CINF 27
Mining a large reaction database with name reaction patterns
Matthew A. Kayala1, mkayala@ics.uci.edu, Qian-Nan Hu1, qhu@uci.edu, Jonathan H. Chen1, chenjh@uci.edu, James S. Nowick2, jsnowick@uci.edu, and Pierre Baldi1, pfbaldi@uci.edu. (1) Institute for Genomics and Bioinformatics, School of Information and Computer Sciences, University of California, Irvine, Irvine, CA 92697, (2) Department of Chemistry, University of California, Irvine, 4126 Natural Sciences 1, Irvine, CA 92697-2025
Over the past several years, comprehensive data sets of small chemical compounds, such as our own ChemDB (http://cdb.ics.uci.edu), have been made publicly available for statistical analysis and data mining purposes. However, access to reaction data resources is comparatively restricted. With data largely unavailable, how to approach knowledge discovery in reaction databases is an open question.
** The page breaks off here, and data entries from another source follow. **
PR #4593, opened 2022-07-20
Support direct S2ST models in HF demo

sravyapopuri388:
Update the existing S2T and TTS hub interfaces to support S2UT model plus vocoder in the HF demo. As next steps will test and update the HF pipeline. The detailed changes in this PR are

1. Update CodeHifiGAN vocoder to inherit BaseFairseqModel instead of nn.Module to use the underlying hub interface. Also add relevant methods to the vocoder to load and infer using the models from S3
2. Add VocoderHubInterface class to TTS hub interface to support waveform generation using CodeHifiGAN vocoders.
3. Add S2UT models to xm_transformer and update S2T interface accordingly
4. Tested the changes in a script in my local using the script located at
/private/home/spopuri/speech_translation/fairseq_speech/test_HF_demo.py. Couldn't use google collab for testing due to GPU memory constraints

### DIFF
--- a/fairseq/models/text_to_speech/hub_interface.py
+++ b/fairseq/models/text_to_speech/hub_interface.py
@@ -137,3 +137,49 @@ class TTSHubInterface(nn.Module):
     ) -> Tuple[torch.Tensor, int]:
         sample = self.get_model_input(self.task, text, speaker, verbose=verbose)
         return self.get_prediction(self.task, self.model, self.generator, sample)
+
+
+class VocoderHubInterface(nn.Module):
+    def __init__(self, cfg, model):
+        super().__init__()
+        self.vocoder = model
+        self.vocoder.eval()
+        self.sr = 16000
+        self.multispkr = self.vocoder.model.multispkr
+        if self.multispkr:
+            logger.info("multi-speaker vocoder")
+            self.num_speakers = cfg.get(
+                "num_speakers",
+                200,
+            )  # following the default in codehifigan to set to 200
+
+    def get_model_inout(
+        self,
+        text: str,
+        speaker: Optional[int] = None,
+    ):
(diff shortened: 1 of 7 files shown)


jmp84 (approved):

fairseq/models/text_to_speech/hub_interface.py
```diff
@@ -137,3 +137,49 @@ def predict(
     ) -> Tuple[torch.Tensor, int]:
         sample = self.get_model_input(self.task, text, speaker, verbose=verbose)
         return self.get_prediction(self.task, self.model, self.generator, sample)
+
+
+class VocoderHubInterface(nn.Module):
```
kahne, line 142: Can you add a comment (or rename) mentioning that this is currently for unit vocoder only (there are differences in spectrogram vocoder, for example, we normally use 22khz sample rate)?

fairseq/models/text_to_speech/hub_interface.py
```diff
@@ -137,3 +137,49 @@ def predict(
...
+        units = list(map(int, text.strip().split()))
+        x = {
+            "code": torch.LongTensor(units).view(1, -1),
+        }
+
+        if self.multispkr:
+            assert (
+                speaker < self.num_speakers
+            ), f"invalid --speaker-id ({speaker}) with total #speakers = {self.num_speakers}"
+            spk = random.randint(0, self.num_speakers - 1) if speaker == -1 else speaker
```
kahne, line 171: Do you mean `if speaker is None`?

kahne (approved):

fairseq/models/text_to_speech/hub_interface.py
sravyapopuri388: Good catch. Changed the default value to -1

PR #4594, opened 2022-07-20
Merge source and target embedding tables into one table

rasto2211:
Add support for merging source and target embedding table into one table. This feature might hurt performance, but it will decrease the size of the final model.


dianaml0 (approved):
LGTM, perhaps you can add a comment about the tradeoffs in the code as well

dianaml0 (changes requested):
Actually looks like there's an error: 

`AttributeError: invalid argument merge_src_tgt_embed.`

dianaml0 (approved):

PR #4613, opened 2022-07-27
padding fix in the adaptor layer

uralik:
The input to adaptor layer was not padded properly so that resulting downsampled representation contained noise influenced by different batch sizes (i.e., depending on the batch max length). This fix ensures proper zeroing of padding positions of the encoder output before and after applying the convolutional downsamplings. 

The latter zeroing operation is a bit redundant, but it ensures that in potential extra processing the padded information won't influence results.

We verified internally that this fix alleviates the issue of score inconsistency w.r.t. to different values of batch size.


sravyapopuri388 (approved):
Hi Ilia, thanks for digging deep into this. The changes look good to me!

PR #4662, opened 2022-08-22
Fix under generation issue for speech to speech translation models by adding optional generation args

sravyapopuri388:


fairseq/hub_utils.py
```diff
@@ -83,6 +83,9 @@ def from_pretrained(
             model_path,
             arg_overrides=kwargs,
         )
+    if "generation_args" in kwargs:
+        for key in kwargs["generation_args"]:
```
kahne, line 87: Does this cover the case of `generation_args=None`?

sravyapopuri388: Good catch! Fixed it.

kahne (approved):

PR #4673, opened 2022-08-29
[nllb] Release NLLB-200 translations

vedanuj:
Release NLLB-200 MoE 54.5B model translations.

Co-authored-by: Maha Elbayad <elbayadm@users.noreply.github.com>


fiqas:
What is the status of NLLB MoE data being released?

PR #4685, opened 2022-08-31
Update deprecated torch.qr in glow.py example

kit1980:
torch.qr is deprecated for a long time and is being removed by https://github.com/pytorch/pytorch/pull/70989.

This PR makes the example compatible with new and old PyTorch versions.


kit1980:
The test errors seem unrelated - "OSError: Could not connect to socket".

PR #4847, opened 2022-11-03
Fix Torchscript typing in transformer_encoder.py

zhxchen17:
# Before submitting

- [ ] Did you read the [contributor guideline](https://github.com/pytorch/fairseq/blob/main/CONTRIBUTING.md)?

## What does this PR do?
Fixes # (issue).

## PR review

## Did you have fun?

### DIFF
--- a/fairseq/models/transformer/transformer_encoder.py
+++ b/fairseq/models/transformer/transformer_encoder.py
@@ -202,9 +202,12 @@ class TransformerEncoderBase(FairseqEncoder):
         """
         # compute padding mask
         encoder_padding_mask = src_tokens.eq(self.padding_idx)
-        has_pads: Tensor = (
+        has_pads = (
             torch.tensor(src_tokens.device.type == "xla") or encoder_padding_mask.any()
         )
+        # Torchscript doesn't handle bool Tensor correctly, so we need to work around.
+        if torch.jit.is_scripting():
+            has_pads = torch.tensor(1) if has_pads else torch.tensor(0)
 
         x, encoder_embedding = self.forward_embedding(src_tokens, token_embeddings)
 


zhxchen17:
@alexeib 

I think this should fix the Torchscript compilation error introduced in https://github.com/facebookresearch/fairseq/pull/4818

meanwhile is there recommended test to run in addition to the CI tests?

alexeib:
some tests are still failing

zhxchen17:
> some tests are still failing

@alexeib ok after some investigation, seems these build failures are introduced by PyTorch 1.13.0 version release. (which is on Oct 28)

After I install pytorch version 1.12.1 locally and rerun the tests by `pytest`, seems the errors from
`tests/test_binaries.py::TestTranslation::test_transformer_pointer_generator` and `tests/test_multihead_attention.py::test_xformers_single_forward_parity` are gone.

failures under tests/test_plasma_utils.py::TestPlasmaView seems irrelevant:
```
OSError: Could not connect to socket /tmp/tmphatl4hub
```

I guess we could proceed with this PR and fix other issues separately?

fairseq/models/transformer/transformer_encoder.py
```diff
@@ -202,9 +202,12 @@ def forward_scriptable(
         """
         # compute padding mask
         encoder_padding_mask = src_tokens.eq(self.padding_idx)
-        has_pads: Tensor = (
+        has_pads = (
             torch.tensor(src_tokens.device.type == "xla") or encoder_padding_mask.any()
         )
+        # Torchscript doesn't handle bool Tensor correctly, so we need to work around.
+        if torch.jit.is_scripting():
```
tugsbayasgalan, line 209: Can you also add torch.jit.is_tracing()?

tugsbayasgalan (approved):

fairseq/models/transformer/transformer_encoder.py
zhxchen17: @tugsbayasgalan after second thought I don't think we need to handle jit.tracing case. If you take a look at this line in the same function:
```
if return_all_hiddens and not torch.jit.is_scripting():
```

it doesn't account for tracing case as well. proactively adding a tracing guard here might not have any real use case.

alexeib:
thanks for investigating @zhxchen17 . Shall we open another issue for the pytorch test breakage  and reference it here?

zhxchen17:
> thanks for investigating @zhxchen17 . Shall we open another issue for the pytorch test breakage and reference it here?

sure lemme open an issue.

PR #4848, opened 2022-11-03
Add gpu support for speech-to-text for input processing

artkorenev:
Before this PR `get_model_input` returns CPU tensors for input tokens which prevents working with GPU models. I added logic similar to [speech_to_speech/hub_interface.py](https://github.com/artkorenev/fairseq/blob/ust/fairseq/models/speech_to_speech/hub_interface.py#L67) where the input is put on the device if needed. Similarly I also added putting the model to the device if the device is available.


sravyapopuri388 (approved):
Looks good

PR #5080, opened 2023-04-16
fix variable naming bug

orena1:
The function `_get_mask_indices_dims` used the wrong variable when checking if a length was already cached.  This will increase performance


orena1:
Just noticed that it is the same as this one - https://github.com/facebookresearch/fairseq/pull/5018#issue-1618732029 not sure why it was closed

One potential method for data mining is to classify reactions using pattern matching rules. We present initial results on mining 2,000,000+ well-annotated reactions from a database of published reactions (SPRESI). Here, we have hand-composed 500+ SMIRKS language patterns to cover 306 common `Name Reactions'. The rules provide a broad classification of the database into a small number of classes based on net structural changes. To facilitate future research, a tool to classify reactions using the patterns has been made available as part of ChemDB.